Frank_han - Tuesday, November 28, 2017 - linkWhen you run those tests, have you bind CPU threads, how did you take care of different layers of numa domains.
UpSpin - Tuesday, November 28, 2017 - linkHIghly questionable article:
"A lot of time the software within a system will only vaguely know what system it is being run on, especially if that system is virtualised". Why do you say this if you publish HPC results? There the software knows exactly whay type of processor in what kind of configuration it is running.
"The second is the compiler situation: in each benchmark, Intel used the Intel compiler for Intel CPUs, but compiled the AMD code on GCC, LLVM and the Intel compiler, choosing the best result" More important, what type of math library did they use? The Intel MKL has an unmatched optimization, have they used the same for the AMD system?
"Firstly is that these are single node measurements: One 32-core EPYC vs 20/24-core Intel processors." Why don't you make it clear, that by doing this, the benchmark became useless!!! Performance doesn't scale linearly with core count: http://www.gromacs.org/@api/deki/files/240/=gromac...
So it makes a huge difference if I compare a simulation which runs on 32 cores with a simulation which runs on 20 cores. If I calculate the performance per core then, I always see that the lower core CPU is much much faster, because of scaling issues of the simulation software. You haven't disclosed how Intel got their 'relative performance' value.
Elstar - Tuesday, November 28, 2017 - linkDo we know for sure that the Omni-Path Skylake CPUs actually use PCIe internally for the fabric port? If you look at Intel's "ark" database, all of the "F" parts have one fewer UPI links, which seems weird.
HStewart - Tuesday, November 28, 2017 - linkI think this was a realistic article on analysis of the two systems. And it does point to important that Intel system is more mature system than AMD EPYC system. My personally feeling is that AMD is thrown together so that claim core count without realistically thinking about the designed.

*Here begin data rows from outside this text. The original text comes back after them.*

PR #281, opened 2017-02-01
Fixes #18337 - skip generating option --root-pass for host create

tstrachota:


ares:
ACK, only suggestion I have is to either open refactoring issue to remove this deprecated option later or document it in code so we remove it one day. But it depends on how you do that normally in hammer... so :+1: from me

tstrachota:
@ares thanks, FYI I opened: http://projects.theforeman.org/issues/18636

PR #282, opened 2017-02-09
fixes #18439 - only include .mo files below locale/

domcleal:


tstrachota:
Nice, the gem is significantly smaller with this patch. Thanks @domcleal !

But it does give Intel a good shot in ARM with completion and I expect Intel's next revision to have significantly leap in technology.
I did like the systems for similarly configured - as the cost, I build myself 10 years a dual Xeon 5160 that was about $8000 - but it was serious machine at the time and significantly faster than normal desktop and last much longer. It was also from Supermicro and find machine - for the longest time it was still faster than a lot machine you can get at BestBuy - it has Windows 10 on it now and still runs today - but I rarely used it because I like the portability of laptops
gescom - Tuesday, November 28, 2017 - linkhttps://www.servethehome.com/wp-content/uploads/20...
And suddenly - 8 core 6134 Skylake-SP - equals - 32 core Epyc 7601.
Amazing. Really amazing.
gescom - Tuesday, November 28, 2017 - linkHuh, I forgot - and that is Skylake at 130W vs Epyc at 180W.
ddriver - Tuesday, November 28, 2017 - linkGromacs is a very narrow niche product and also very biased - they heavily optimize for intel and nvidia and push amd products to take an inefficient code path.
HStewart - Tuesday, November 28, 2017 - linkThis is comparison with AVX2 / AVX512
AVX512 is twice as wide as AVX2 and significant more power than the AVX2 - so yes it very possible in this this test that CPU with 1/4 the normal CPU cores can have more power because AVX512.
Also I heard AMD's implementation of AVX2 is actually two 128 bits together - these results could show that is true.